Dall’oracolo all’inconscio e ritorno: una riflessione sulle vie moderne al Classico dei mutamenti 

In ricordo di Vittorio Capecchi

 

Il classico ritrovato

La vicenda del Classico dei mutamenti (Yijing 易經) – un antico manuale cinese di divinazione e cosmologia comunemente noto come “I Ching” – nella Cina del ventesimo secolo e oltre è tanto sorprendente quanto emblematica delle vie della modernità. Entrato nel Novecento come residuo “confuciano” del morente sistema imperiale, considerato da molti superfluo se non addirittura d’ostacolo alla modernizzazione della Cina, questo classico ne uscì sorprendentemente trionfante, tornando alla ribalta come simbolo della perenne attualità ed eccezionalità dell’eredità culturale cinese. Come si è prodotta questa situazione?

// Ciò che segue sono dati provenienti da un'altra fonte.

PR #214, opened 2022-11-14
Support new parameter includeHistoricalMetadata for queryTableChange RPC

linzhou-db:
A couple changes:

- Support new parameter includeHistoricalMetadata for queryTableChanges.
- Update the way SparkStructuredStreaming is put in user agent header.
- Added two more tests on service side to verify additional metadata is only returned for queryTableChanges from spark streaming.
- Update to real id in DeltaSharingRestClientSuite.scala


zsxwing:
Any reason you need to change these ids? They should be deterministic?

linzhou-db:
> Any reason you need to change these ids? They should be deterministic?

Not often, it's just during streaming development, I wanna change the table properties of one table that's already in test, instead of creating another one. And then broke the test, which makes me wonder the id doesn't "have to" be fixed, we are more testing the e2e workflow and functionality.
I'm ok either way. If you prefer keeping the ids, I'll just fix that single test, and revert other changes in the PR.

chakankardb:
> 

I don't have a strong opinion... will you and Ryan decide.

zhuansunxt:
I agree with Ryan that ID should be deterministic. If we need a table with different config we should just create a new one for testing.

linzhou-db:
I reverted the id changes, just fixing the failed tests.

linzhou-db:
Hi all,
This change now is less about "id" in test, but more about streaming logic change. Will look forward more for approval from @chakankardb

spark/src/test/scala/io/delta/sharing/spark/TestDeltaSharingClient.scala
```diff
@@ -62,12 +62,21 @@ class TestDeltaSharingClient(
     timestampAsOf: Option[String]): DeltaTableFiles = {
     limit.foreach(lim => TestDeltaSharingClient.limits = TestDeltaSharingClient.limits :+ lim)
 
-    val addFiles: Seq[AddFile] = Seq(
-      AddFile("f1.parquet", "f1", Map.empty, 0),
-      AddFile("f2.parquet", "f2", Map.empty, 0),
-      AddFile("f3.parquet", "f3", Map.empty, 0),
-      AddFile("f4.parquet", "f4", Map.empty, 0)
-    ).take(limit.getOrElse(4L).toInt)
+    val addFiles: Seq[AddFile] = if (versionAsOf.isDefined) {
```
chakankardb, line 65: versionAsOf or timestampAsOf?

linzhou-db: updated and added a test.

spark/src/test/scala/io/delta/sharing/spark/RemoteDeltaLogSuite.scala
```diff
@@ -212,6 +212,75 @@ class RemoteDeltaLogSuite extends SparkFunSuite with SharedSparkSession {
...
+    val fileIndexLimit2 = {
+      val params = RemoteDeltaFileIndexParams(spark, snapshot)
+      RemoteDeltaSnapshotFileIndex(params, Some(2L))
+    }
+    val listFilesResult2 = fileIndexLimit2.listFiles(Seq.empty, Seq.empty)
+    assert(listFilesResult2.size == 1)
+    assert(listFilesResult2(0).files.size == 2)
+    assert(listFilesResult2(0).files(0).getPath.toString == "delta-sharing:/test/f1/0")
+    assert(listFilesResult2(0).files(1).getPath.toString == "delta-sharing:/test/f2/0")
+    client.clear()
```
chakankardb, line 281: Do we have validations that version and timestamp info is returned?

chakankardb (approved):

server/src/test/scala/io/delta/sharing/server/DeltaSharingServiceSuite.scala
```diff
@@ -106,13 +106,35 @@ class DeltaSharingServiceSuite extends FunSuite with BeforeAndAfterAll {
...
+    url: String,
+    method: Option[String],
+    data: Option[String] = None,
+    expectedTableVersion: Option[Long] = None,
+    expectedContentType: String,
+    isStreamingQuery: Boolean = false): String = {
     val connection = new URL(url).openConnection().asInstanceOf[HttpsURLConnection]
     connection.setRequestProperty("Authorization", s"Bearer ${TestResource.testAuthorizationToken}")
+    if (isStreamingQuery) {
+      connection.setRequestProperty("User-Agent", "SparkStructuredStreaming")
```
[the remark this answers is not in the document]
linzhou-db: For the server to have different behavior based on the client(i.e., return metadata for queryTableChanges), in order to not break old client.

spark/src/test/scala/io/delta/sharing/spark/RemoteDeltaLogSuite.scala
linzhou-db: Reading through the [code here](https://sourcegraph.com/github.com/delta-io/delta-sharing/-/blob/spark/src/main/scala/io/delta/sharing/spark/RemoteDeltaFileIndex.scala?L76&subtree=true), only path is available in FileStatus. 

The purpose of this test is to verify that the RemoteDeltaSnapshotFileIndex works well with files with additional field returned from server.

server/src/test/scala/io/delta/sharing/server/DeltaSharingServiceSuite.scala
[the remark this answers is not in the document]
linzhou-db: @chakankardb Had a discussion with Ryan, it's not a good idea to leverage user-agent for different server behavior on RPC request, I'll add a parameter such as 'returnMetadata' for queryTableChanges, and update both Databricks and OSS server/client.

user-agent can still be used for usage tracking, and gate DFF (as it will be removed eventually).

I'll update this PR and send it later.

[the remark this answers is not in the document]
chakankardb: @zsxwing Can you provide the reasoning here (for documentation)?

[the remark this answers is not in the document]
zsxwing: `User-Agent` is usually informational and it's weird to use it as a parameter to request different results. In addition, `SparkStructuredStreaming` is a special system, but our network protocol should be designed for all systems.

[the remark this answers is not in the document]
linzhou-db: Another point Ryan mentioned is that for column mapping, we may also need to pass metadata to client to render dataframe correctly, which is not a streaming only use case.

linzhou-db:
The PR is updated with what we discussed, please review again, thanks!

server/src/main/scala/io/delta/sharing/server/DeltaSharingService.scala
```diff
@@ -359,28 +360,29 @@ class DeltaSharingService(serverConfig: ServerConfig) {
...
-      @Header("User-Agent") @Nullable userAgent: String,
       @Param("share") share: String,
       @Param("schema") schema: String,
       @Param("table") table: String,
       @Param("startingVersion") @Nullable startingVersion: String,
       @Param("endingVersion") @Nullable endingVersion: String,
       @Param("startingTimestamp") @Nullable startingTimestamp: String,
-      @Param("endingTimestamp") @Nullable endingTimestamp: String): HttpResponse = processRequest {
+      @Param("endingTimestamp") @Nullable endingTimestamp: String,
+      @Param("returnMetadata") @Nullable returnMetadata: String): HttpResponse = processRequest {
```
chakankardb, line 370: should we call this returnMetadataChanges since queryTableChanges already returns the latest metadata ?

server/src/test/scala/io/delta/sharing/server/DeltaSharingServiceSuite.scala
```diff
@@ -426,7 +442,7 @@ class DeltaSharingServiceSuite extends FunSuite with BeforeAndAfterAll {
   integrationTest("getTableVersion - get exceptions") {
     // timestamp can be any string here, it's resolved in DeltaSharedTableLoader
     assertHttpError(
-      url = requestPath("/shares/share2/schemas/default/tables/table2?startingTimestamp=abc"),
+      url = requestPath("/shares/share2/schemas/default/tables/table2/version?startingTimestamp=abc"),
```
chakankardb, line 445: Question: why is version needed?

spark/src/main/scala/io/delta/sharing/spark/DeltaSharingClient.scala
```diff
@@ -412,14 +424,15 @@ private[spark] class DeltaSharingRestClient(
       }
     }
 
-  // Append SparkStructuredStreaming in the USER_AGENT header, in order for the delta sharing server
+  // Add SparkStructuredStreaming in the USER_AGENT header, in order for the delta sharing server
   // to recognize the request for streaming, and take corresponding actions.
   private def getUserAgent(): String = {
-    DeltaSharingRestClient.USER_AGENT + (if (forStreaming) {
-      s" ${DeltaSharingRestClient.SPARK_STRUCTURED_STREAMING}/$STREAMING_VERSION"
+    val sparkAgent = if (forStreaming) {
```
chakankardb, line 430: Why is this still needed? Is it to track the streaming requests on the provider side?

server/src/main/scala/io/delta/sharing/server/DeltaSharingService.scala
linzhou-db: I don't know. 
I'm not fully happy with returnMetadata either. But returnMetadataChanges sounds like the changes of metadata, which we are returning is just the metadata it self. They are the additional metadata seen in the deltaLog. 
returnAdditionalMetadata? not as good as returnMetadata even..

server/src/test/scala/io/delta/sharing/server/DeltaSharingServiceSuite.scala
linzhou-db: This is to leave the endpoint without `/version` for getTable.  And this is one of the missing tests not updated in that PR.
Now getTable is not needed, I think it's a good idea to have `/version` suffix for getTableVersion.

spark/src/main/scala/io/delta/sharing/spark/DeltaSharingClient.scala
linzhou-db: yes. 1. tracking in the usage log 2. gate traffic during private preview.

chakankardb (approved):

Un primo indizio viene dalla natura stratificata del testo, composto nel corso di oltre un millennio ed espressione di molteplici voci: da quelle di una civiltà dell’età del bronzo che ignorava la navigazione, fino ai discorsi daoisti, confuciani e cosmologici del periodo degli Stati Combattenti (453-221 a.C.) e Han (206 a.C.-220 d.C.). Questa profondità storica e concettuale rende il testo aperto a molteplici usi e interpretazioni. Come indicato sapientemente da Amina Crisma e Vittorio Capecchi (“Prefazione”, in Matteo Sgorbati, L’I Ching a Eranos, Orientexpress, 2021), proprio per questa sua versatilità il Classico dei mutamenti ha svolto per secoli il ruolo di “Grande Codice”, continuando ancora oggi a ispirare pensatori cinesi e della diaspora nella ricerca di un ponte creativo tra passato e presente, tra pensiero europeo e quello cinese.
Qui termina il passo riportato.